◆ Work task ◆
Only some lines are wanted. Transcribe, exactly, the lines below from the line with "So we would" up to and including the line with "Sounds good. Go for it!".

◆ Record set ◆
>>>

Issue #1086, opened 2018-02-02
Support Servo Speed and Acceleration


jabdoa2:
Expose speed and acceleration in servo config.
Pololu maestro supports that in hardware. Support it in software for other platforms.

F4b1-:
Hi, I will take a look at this as my second issue. After reading the mpf documentation on the pololu mastro and looking at the code a bit it seem that the set_acceleration and set_speed methods are already implemented. So this is issue is just about parsing the speed/acceleration values from the config file and passing them on? Thanks!

jabdoa2:
Yeah right. This issue is about adding it to config in a platform independent way (normalized values e.g. 0 to 1). Pololu supports it already. For other platforms we should emulate that but that part could also become a second issue.

PR #1122, opened 2018-03-14
#1086 Support Servo Speed and Acceleration

F4b1-:
Hi, there are some things I am a bit unsure about:
* the general implementation: Since it's only implemented in the Maestro the set_speed/acceleration methods are currently not implemented for the other platforms. As discussed in #1086 this should be emulated for the other platforms (new issue)
* the default values for speed and acceleration (both are 0 currently)

Just let me know if any of this or something else needs fixing.

### DIFF
--- a/mpf/core/config_spec.py
+++ b/mpf/core/config_spec.py
@@ -974,6 +974,8 @@ servos:
     servo_max: single|float|1.0
     ball_search_min: single|float|0.0
     ball_search_max: single|float|1.0
+    speed: single|float|0.0
+    acceleration: single|float|0.0
     ball_search_wait: single|ms|5s
     include_in_ball_search: single|bool|True
     reset_position: single|float|0.5
--- a/mpf/core/config_spec.py
+++ b/mpf/core/config_spec.py
@@ -974,8 +974,8 @@ servos:
     servo_max: single|float|1.0
     ball_search_min: single|float|0.0
     ball_search_max: single|float|1.0
-    speed: single|float|0.0
-    acceleration: single|float|0.0
+    speed_limit: single|float|-1.0
+    acceleration_limit: single|float|-1.0
     ball_search_wait: single|ms|5s
     include_in_ball_search: single|bool|True
     reset_position: single|float|0.5
--- a/mpf/devices/servo.py
+++ b/mpf/devices/servo.py
@@ -24,6 +24,8 @@ class Servo(SystemWideDevice):
         self.hw_servo = None
         self.platform = None        # type: ServoPlatform
         self._position = None
+        self.speed = None
+        self.acceleration = None
         self._ball_search_started = False
         self.delay = DelayManager(machine.delayRegistry)
         super().__init__(machine, name)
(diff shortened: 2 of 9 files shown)


jabdoa2:
What is the scale of acceleration and speed? 0 does not make much sense. Maybe this should be speed limit and acceleration limit? Default would be infinite I guess

F4b1-:
According to the documentation and the comments in the methods a value of 0 means unrestricted.

jabdoa2:
Yes for pololu. However, our interface should be easy to understand.

jabdoa2:
The linter is a bit unhappy:

```
Messages
========
mpf/platforms/fast/fast_servo.py
  Line: 30
    pep8: N804 / first argument of a classmethod should be named 'cls' (col 9)
  Line: 35
    pep8: N804 / first argument of a classmethod should be named 'cls' (col 9)
mpf/platforms/i2c_servo_controller.py
  Line: 106
    pep8: N804 / first argument of a classmethod should be named 'cls' (col 9)
  Line: 111
    pep8: N804 / first argument of a classmethod should be named 'cls' (col 9)
mpf/platforms/rpi/rpi.py
  Line: 91
    pep8: N804 / first argument of a classmethod should be named 'cls' (col 9)
  Line: 96
    pep8: N804 / first argument of a classmethod should be named 'cls' (col 9)
mpf/platforms/virtual.py
  Line: 357
    pep8: N804 / first argument of a classmethod should be named 'cls' (col 9)
  Line: 362
    pep8: N804 / first argument of a classmethod should be named 'cls' (col 9)
Check Information
=================
         Started: 2018-03-14 17:19:41.934344
        Finished: 2018-03-14 17:21:14.234246
      Time Taken: 92.30 seconds
       Formatter: grouped
        Profiles: .landscape.yml, doc_warnings, strictness_veryhigh, no_member_warnings, no_test_warnings
      Strictness: from profile
  Libraries Used: 
       Tools Run: dodgy, mccabe, pep257, pep8, profile-validator, pyflakes, pylint
  Messages Found: 8
```

What do think about just renaming those to max_speed? or speed_limit? With unit max position_change/s [1/s] (because position is just 0-1 and not degree). We would have to look up how that translates to the pololu (in the manual). They probably state something about it. Same for acceleration limit with unit max_speed_change/s and because speed_change is [1/s] this will be [1/s^2] (as any other acceleration).  What do you think?

F4b1-:
Thanks for your feedback. Renaming sounds good. About the errors/warnings in the travis builds: Travis basically complained about the unimplemented set_speed/acceleration methods in the other platforms. (_Method could be a function_) Any suggestions on what's the best way to handle this?

From the meastro docs: _The speed limit is given in units of (0.25 μs)/(10 ms)_
Example: Value is 140 -> 0.25 * 140 / 10 = 3.5 microseconds per second
1.0 in our config equals 9000 microseconds for the maestro (correct?):
So we got a value in our config of let's say: 0.5 (/s)
That is: 0.5 * 9000 / s = 4500/s
4500/100 = 45/10ms
4.5 / 0.25 = 18 -> value we send to the meastro


For acceleration: _The acceleration limit is a value from 0 to 255 in units of (0.25 μs)/(10 ms)/(80 ms)_
So we would basically do the same thing as before just for the adjusted acceleration formulas.

Pretty new to most of this so let me know what you think;-)

jabdoa2:
Sounds good. Go for it!

The linter only complains that the first parameter should be cls (because the method is in a class).

jabdoa2:
Looks good. Only some small linter issues:
```

mpf/platforms/pololu_maestro.py
  Line: 5
    pylint: wrong-import-order / standard import "import math" should be placed before "import serial"
  Line: 158
    pylint: no-self-use / Method could be a function (col 4)
  Line: 159
    pep8: E501 / line too long (127 > 120 characters) (col 121)
```

jabdoa2:
Perfect! Thanks! Dunno why the other linter errors suddenly appear. Will check that later.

<<<

◆ Result for this task ◆
So we would basically do the same thing as before just for the adjusted acceleration formulas.

Pretty new to most of this so let me know what you think;-)

jabdoa2:
Sounds good. Go for it!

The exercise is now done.